**Your objective**
Each line that contains "strings" needs to be copied from the listing.

**Raw data**
--- START ---

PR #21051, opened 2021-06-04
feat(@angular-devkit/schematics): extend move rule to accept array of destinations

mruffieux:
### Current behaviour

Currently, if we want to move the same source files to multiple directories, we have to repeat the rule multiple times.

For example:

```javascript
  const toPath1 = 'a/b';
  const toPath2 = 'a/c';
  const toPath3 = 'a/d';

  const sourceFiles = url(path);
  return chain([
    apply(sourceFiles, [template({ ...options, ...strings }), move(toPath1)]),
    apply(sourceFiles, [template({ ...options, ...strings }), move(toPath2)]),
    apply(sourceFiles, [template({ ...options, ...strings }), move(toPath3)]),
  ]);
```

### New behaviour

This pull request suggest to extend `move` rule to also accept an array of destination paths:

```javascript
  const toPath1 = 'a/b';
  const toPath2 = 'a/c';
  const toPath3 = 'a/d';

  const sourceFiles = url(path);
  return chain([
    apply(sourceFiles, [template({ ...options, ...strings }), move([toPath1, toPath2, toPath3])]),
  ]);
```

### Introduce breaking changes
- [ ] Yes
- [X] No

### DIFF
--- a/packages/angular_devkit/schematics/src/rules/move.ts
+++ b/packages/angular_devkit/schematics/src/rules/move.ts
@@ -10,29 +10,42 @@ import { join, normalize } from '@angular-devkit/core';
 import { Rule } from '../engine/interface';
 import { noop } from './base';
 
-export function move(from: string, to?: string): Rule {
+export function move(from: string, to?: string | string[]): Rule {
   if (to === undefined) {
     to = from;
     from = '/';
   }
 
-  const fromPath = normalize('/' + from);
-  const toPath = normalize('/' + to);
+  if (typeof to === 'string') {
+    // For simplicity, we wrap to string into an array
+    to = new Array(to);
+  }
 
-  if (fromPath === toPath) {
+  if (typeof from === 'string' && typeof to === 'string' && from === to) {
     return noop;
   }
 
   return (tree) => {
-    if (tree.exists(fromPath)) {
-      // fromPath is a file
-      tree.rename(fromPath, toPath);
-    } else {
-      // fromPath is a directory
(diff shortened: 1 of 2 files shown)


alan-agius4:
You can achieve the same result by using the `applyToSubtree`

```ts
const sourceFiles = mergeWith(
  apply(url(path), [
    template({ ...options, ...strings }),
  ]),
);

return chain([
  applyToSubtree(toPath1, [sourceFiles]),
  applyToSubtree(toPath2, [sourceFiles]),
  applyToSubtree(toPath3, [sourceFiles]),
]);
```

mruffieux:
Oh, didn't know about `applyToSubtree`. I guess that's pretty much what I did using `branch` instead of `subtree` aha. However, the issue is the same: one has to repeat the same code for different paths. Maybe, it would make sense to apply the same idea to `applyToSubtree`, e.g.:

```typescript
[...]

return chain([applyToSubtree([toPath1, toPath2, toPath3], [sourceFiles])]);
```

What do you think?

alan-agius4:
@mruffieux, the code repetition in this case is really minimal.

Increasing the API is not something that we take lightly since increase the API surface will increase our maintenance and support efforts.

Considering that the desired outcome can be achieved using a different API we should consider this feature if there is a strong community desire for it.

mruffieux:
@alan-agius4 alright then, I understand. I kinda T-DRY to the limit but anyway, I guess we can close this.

--- END ---

**Your response**
    apply(sourceFiles, [template({ ...options, ...strings }), move(toPath1)]),
    apply(sourceFiles, [template({ ...options, ...strings }), move(toPath2)]),
    apply(sourceFiles, [template({ ...options, ...strings }), move(toPath3)]),
    apply(sourceFiles, [template({ ...options, ...strings }), move([toPath1, toPath2, toPath3])]),
    template({ ...options, ...strings }),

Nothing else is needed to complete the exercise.